The International Monetary Fund’s (IMF) latest World Economic Outlook, released on 14 Apr, flagged rising global stagflation risks from energy shocks and framed the outlook through growth and inflation scenarios. In the ‘reference’ case of a short-lived conflict, the global growth forecast has been revised down to 3.1% y/y in 2026 from a pre-conflict estimate of 3.4%, while the headline inflation forecast was raised to 4.4% from 3.9%. The IMF Chief Economist cautioned that an ‘adverse’ case is increasingly plausible: a larger and more persistent oil-price spike (leading to average oil prices of USD100/bbl in 2026; USD75/bbl in 2027) would drag 2026 growth down to 2.5% and lift inflation to 5.4%. In a ‘severe’ scenario with greater damage on regional energy infrastructure (USD110/bbl in 2026; USD125/bbl in 2027), growth in 2026–27 could fall to c.2.0%, with inflation rising to c.6.0%.
Meanwhile, China’s cost-push inflation concerns appear somewhat overstated.
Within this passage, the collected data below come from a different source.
Issue #21, opened 2015-07-29
Italic is not properly highlighted


antonmoiseev:
Underscore inside a word breaks highlighting:
![chapter3_adoc_-__users_amoiseev_code_git_manning_com_agileauthor_fain_drafts_-_atom](https://cloud.githubusercontent.com/assets/182853/8961526/61702cf8-361e-11e5-8086-3ab1da5c47e8.jpg)

nicorikken:
I'm pretty sure I can reuse my fix for the bold highlighting in issue #9. I'll see what I can do.

nicorikken:
Fix implemented, pull-request created.

nicorikken:
This particular issue was fixed in release 1.0.0, even though the italic highlighting in itself can be improved. It can now be too greedy. I'll however close this specific issue.

PR #46, opened 2016-03-24
fix: special chars in block titles

nicorikken:
This issue will fix special characters breaking block title highlighting.

### DIFF
--- a/spec/asciidoc-spec.coffee
+++ b/spec/asciidoc-spec.coffee
@@ -173,13 +173,12 @@ describe "AsciiDoc grammar", ->
 
   it "tokenizes block titles", ->
     {tokens} = grammar.tokenizeLine("""
-                                    .An example example
+                                    .An e-xample' e_xample
                                     =========
                                     Example
                                     =========
                                     """)
-    expect(tokens[1]).toEqual value: "An example example", scopes: ["source.asciidoc", "markup.heading.blocktitle.asciidoc"]
-    expect(tokens[3]).toEqual value: "=========", scopes: ["source.asciidoc", "markup.block.example.asciidoc"]
+    expect(tokens[1]).toEqual value: "An e-xample' e_xample", scopes: ["source.asciidoc", "markup.heading.blocktitle.asciidoc"]
 
   it "tokenizes Mardown-style headings", ->
     {tokens} = grammar.tokenizeLine("# Heading 0")


grammars/asciidoc.cson
```diff
@@ -48,8 +48,7 @@
   # ========================
   #
   {
-    'begin': '^\\.(\\w[\\w ]*\\w)'
-    'end': '$'
+    'match': '(?<=^\\.)(\\w.+)(?=$)'
```
mojavelinux: There is another PR also proposing to fix this issue. See #48.

In that PR, I describe the correct way to match a block title.

```
'begin': '(?<=^\\.)([^\\s.].*)'
```

In other words, it should match a title that is at least one character in length and does not start with a space or dot.

nicorikken:
Based on the asciidoctor.rb source, and taking in my learnings in the italic highligh ( #21 ), I've now come up with two matches, for both constrained and unconstrained phrases:

Constrained: `'match': '(^|[^\\w;:}])(?:\\[([^\\]]+?)\\])?(?!\\*{3})(\\*\\S\\*|\\*\\S[\\s\\S]*?\\S\\*)(?![\\w])'`
Unconstrained: `'match': '\\\\?(?:\\[([^\\]]+?)\\])?(\\*\\*[\\s\\S]+?\\*\\*)'`

It needs some more testing and unit tests, but for now this seems to be the right solution.

mojavelinux:
Excellent! However, I think your comment applies to #21, not this one.

@nicorikken You've been doing excellent work on this package and we'd like to invite you to become a "committer". That will give you the authority to merge your pull requests once we decide they're ready to go, saving you the trouble of having to wait on anyone else to merge.

mojavelinux:
I think we should merge #48 when it is ready, then rebase this one and proceed to include the test and perhaps a refinement to the regex.

nicorikken:
@mojavelinux Thank you very much for the invite. I'll happily help to handle the PRs. I'll probably need some guidance and help in handling especially the first few PRs, to get familiar with Asciidoctor practices and the ins and outs of git merging in general. But I'll get back to you on that then.

mojavelinux:
Excellent! Of course, we are here to help you! The most important thing is that we start to integrate your great work.

nicorikken:
#48 is merged, and now indeed tests can be included. For now I have no reason to doubt the included regexes.

mojavelinux:
I think this PR needs to be rebased. Then we can assess where we stand.

nicorikken:
@mojavelinux do you agree on merging this changed test-case?

mojavelinux:
Yes indeed!

Technically, we could consolidate the rule so that it only uses the begin key:

```
  {
    'begin': '^\\.([^\\s.].*)$'
    'captures':
      '1': 'name': 'markup.heading.blocktitle.asciidoc'
  }
```

But that's effectively the same as what it is now. It's up to you if you'd like to consolidate it.

nicorikken:
The consolidation scrambles up my parsing. I guess a match would do likewise. I'll leave it as merged for now.

nicorikken:
Merged!

mojavelinux:
Thanks for checking!

:+1:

March CPI and PPI prints remain relatively contained compared with those of other major economies. A diversified energy mix helps cushion cost pressures, with renewables and nuclear accounting for a larger share of energy consumption than oil.This relative resilience in energy supply should help support export performance. March’s weak trade data should be interpreted with caution, as base effects are distorting the signal. A late Lunar New Year in 2026 delayed the resumption of factory activity into March, while Mar 2025 exports were exceptionally strong due to front-loading ahead of the US ‘Liberation Day’ in April that year. High-frequency indicators such as port throughput (excluding oil and gas carriers) have remained broadly stable at around 60mn tonnes per day into April, suggesting that underlying trade momentum has not materially deteriorated.